INFORMATION GIVEN START
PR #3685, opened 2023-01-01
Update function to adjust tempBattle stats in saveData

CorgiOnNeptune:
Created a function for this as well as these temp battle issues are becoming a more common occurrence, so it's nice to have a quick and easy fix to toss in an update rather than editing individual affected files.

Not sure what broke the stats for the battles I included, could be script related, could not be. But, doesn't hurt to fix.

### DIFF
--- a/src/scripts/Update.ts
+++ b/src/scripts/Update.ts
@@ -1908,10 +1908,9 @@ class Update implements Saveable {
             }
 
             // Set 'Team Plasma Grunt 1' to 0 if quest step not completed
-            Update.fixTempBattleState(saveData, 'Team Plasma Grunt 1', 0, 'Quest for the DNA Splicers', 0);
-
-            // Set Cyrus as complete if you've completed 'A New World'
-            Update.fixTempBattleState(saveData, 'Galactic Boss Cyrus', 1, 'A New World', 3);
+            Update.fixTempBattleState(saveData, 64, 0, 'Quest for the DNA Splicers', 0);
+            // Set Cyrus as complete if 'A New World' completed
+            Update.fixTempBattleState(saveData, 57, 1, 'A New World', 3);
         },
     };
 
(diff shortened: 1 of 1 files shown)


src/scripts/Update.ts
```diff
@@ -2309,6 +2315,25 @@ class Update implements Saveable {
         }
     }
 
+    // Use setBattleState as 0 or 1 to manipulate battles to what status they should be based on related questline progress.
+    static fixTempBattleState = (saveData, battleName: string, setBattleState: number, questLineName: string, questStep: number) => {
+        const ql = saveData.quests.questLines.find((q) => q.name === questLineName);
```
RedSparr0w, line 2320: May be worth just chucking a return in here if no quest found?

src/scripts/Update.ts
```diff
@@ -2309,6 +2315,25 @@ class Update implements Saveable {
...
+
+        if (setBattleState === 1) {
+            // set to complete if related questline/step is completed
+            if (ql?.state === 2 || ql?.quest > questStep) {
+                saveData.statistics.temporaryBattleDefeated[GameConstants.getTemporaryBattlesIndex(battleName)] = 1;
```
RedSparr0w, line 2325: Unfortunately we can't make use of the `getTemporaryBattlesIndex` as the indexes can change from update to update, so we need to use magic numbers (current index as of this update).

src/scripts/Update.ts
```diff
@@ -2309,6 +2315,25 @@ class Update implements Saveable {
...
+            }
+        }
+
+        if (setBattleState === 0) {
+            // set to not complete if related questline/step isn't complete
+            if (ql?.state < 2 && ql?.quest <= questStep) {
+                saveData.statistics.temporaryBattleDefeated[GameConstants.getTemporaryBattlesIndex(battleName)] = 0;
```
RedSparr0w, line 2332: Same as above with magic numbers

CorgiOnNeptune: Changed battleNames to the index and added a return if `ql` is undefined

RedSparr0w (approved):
INFORMATION GIVEN END
**PROBLEM TO SOLVE**
In your reply, restate exactly the lines from the start of the records above through the line holding "Cyrus', 1, 'A New World', 3);", including both, and nothing else.

**ANSWER TO THE EXERCISE**
PR #3685, opened 2023-01-01
Update function to adjust tempBattle stats in saveData

CorgiOnNeptune:
Created a function for this as well as these temp battle issues are becoming a more common occurrence, so it's nice to have a quick and easy fix to toss in an update rather than editing individual affected files.

Not sure what broke the stats for the battles I included, could be script related, could not be. But, doesn't hurt to fix.

### DIFF
--- a/src/scripts/Update.ts
+++ b/src/scripts/Update.ts
@@ -1908,10 +1908,9 @@ class Update implements Saveable {
             }
 
             // Set 'Team Plasma Grunt 1' to 0 if quest step not completed
-            Update.fixTempBattleState(saveData, 'Team Plasma Grunt 1', 0, 'Quest for the DNA Splicers', 0);
-
-            // Set Cyrus as complete if you've completed 'A New World'
-            Update.fixTempBattleState(saveData, 'Galactic Boss Cyrus', 1, 'A New World', 3);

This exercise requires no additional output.